Auf der rechten Längsseite befinden sich die Lautstärketasten und ein länglicher Einschaltknopf, der gleichzeitig als Fingerabdrucksensor dient. Etwas verwunderlich ist das Fehlen eines Klinkensteckers am Fairphone 5, wo doch kabelgebundene Kopfhörer am ehesten zu einem nachhaltigen Image passen würden – im Gegensatz zu Bluetooth-Pendants, die auf meist festverbaute Akkus angewiesen sind. Hier muss man sich gegebenenfalls – wie bei den meisten anderen Geräten mittlerweile auch – mit einem USB-C-Adapter behelfen.

Stabile Mittelklasse

Eine auf den ersten Blick seltsame oder zumindest ungewöhnliche Strategie verfolgt Fairphone auch bei der Wahl des Herzstücks, das das Fairphone 5 antreibt. Zum Einsatz kommt der QCM6490-Chipsatz von Qualcomm, der normalerweise nicht in Smartphones vorzufinden ist. Der Griff zu einem der Snapdragon-Modelle, die üblicherweise in Android-Handys verbaut werden, wurde hier vermieden.
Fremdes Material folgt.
PR #1983, opened 2026-07-13
podman stack update

### LINKED ISSUE #1811: Podman package problems: quadlet doesn't search user folders
I haven't done much search as of now, but services files don't get generated from container files by quadlet.
quadlet should find container files in `~/.config/containers/systemd/`

But 
``` shell
> /usr/lib/podman/quadlet -dryrun user
quadlet-generator[33271]: No files parsed from [/run/containers/systemd /etc/containers/systemd /usr/share/containers/systemd]
```

one thing I observed that on OpenSUSE Tumbleweed, `quadlet` `rootlessport` (as well as `catatonit`) get installed to `/usr/libexec/podman` - as well as `netavark` and `aardvark-dns`

### LINKED ISSUE #1860: podman doesn't read configs from /usr/share/defaults/containers/
I'm on unstable, and `podman pull` fails like this:
```
$ podman pull archlinux:base-devel
Error: short-name "archlinux:base-devel" did not resolve to an alias and no containers-registries.conf(5) was found
$ podman pull docker.io/archlinux:base-devel
Error: no policy.json file found at any of the following: "/home/yalter/.config/containers/policy.json", "/etc/containers/policy.json"
```
The file exists in `containers-common` which is installed, however it's in `/usr/share/defaults/containers/`.

If I do `sudo ln -s /usr/share/defaults/containers /etc/containers` then it starts working fine.

The short-name issue is probably separate and needs some common registry defined like docker.io.

Jaredy899:
**Summary**
- Release notes can be found [here](https://github.com/podman-container-tools/podman/releases#release-v6.0.1).
- Resolves: #1860 
- Resolves: #1811 

Signed-off-by: Jared Cervantes <jared@jaredcervantes.com>

**Test Plan**
`podman pull alpine:latest`
`podman run --rm alpine:latest uname -a`

**Checklist**


ermo (approved):
\o/

PR #1990, opened 2026-07-14
gnist: Add at v0.3.5

christian-bendiksen:
**Summary**

### Bug fixes and rebrand of Oxidize
`gdk_display_manager_get()` was a fatal error when called
before `gtk_init()`. We hit this whenever it loaded into a GTK4
process that never initialized GTK.

- resolve `gtk_is_initialized` and added `gtk_initialized()` helper
  that reports true on GTK3
- `attach_or_retry()` now bails into the existing 5x100ms retry
  loop while GTK is unitialized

Das hat einen guten Grund: Qualcomm verspricht für diese Kategorie einen längeren Support als für seine “Consumer"-Chips. Während die Treiber-Updates für die Snapdragon-Reihe nach drei Jahren enden, ist der QCM6490 für fünf Jahre abgesichert, danach übernimmt Fairphone für weitere drei Jahre die Verantwortung. Nur so kann das Nachhaltigkeitsversprechen auch auf dieser Ebene eingelöst werden.

Fairphone 5
Die Leistung des Fairphone 5 ist für den Alltag in Ordnung, löst aber keine Begeisterungsstürme aus. Gamer machen um das Fairphone 5 einen weiten Bogen, das würden sie aber auch tun, ohne diese Werte gesehen zu haben.
Screenshots

Mit einer Qualcomm Adreno 643 Grafikeinheit und 8 GB Arbeitsspeicher an seiner Seite zeigt der Qualcomm QCM6490 eine durchweg solide Leistung, die den meisten Alltagsanforderungen gewachsen ist. Das System ermöglicht meist eine flüssige Bedienung, auch wenn einige Anwendungen etwas länger brauchen, um zu starten. Nach einer Stunde "Diablo Immortal" erwärmte sich der Bereich um das Kameramodul herum etwas unangenehm, und auch bei Videoaufnahmen kann sich dieses Szenario durchaus wiederholen. Für ein Mittelklassegerät fällt dieses Verhalten nicht komplett aus dem Rahmen, zum Spielen aufwendigerer Titel ist das Fairphone 5 jedoch nicht zu empfehlen.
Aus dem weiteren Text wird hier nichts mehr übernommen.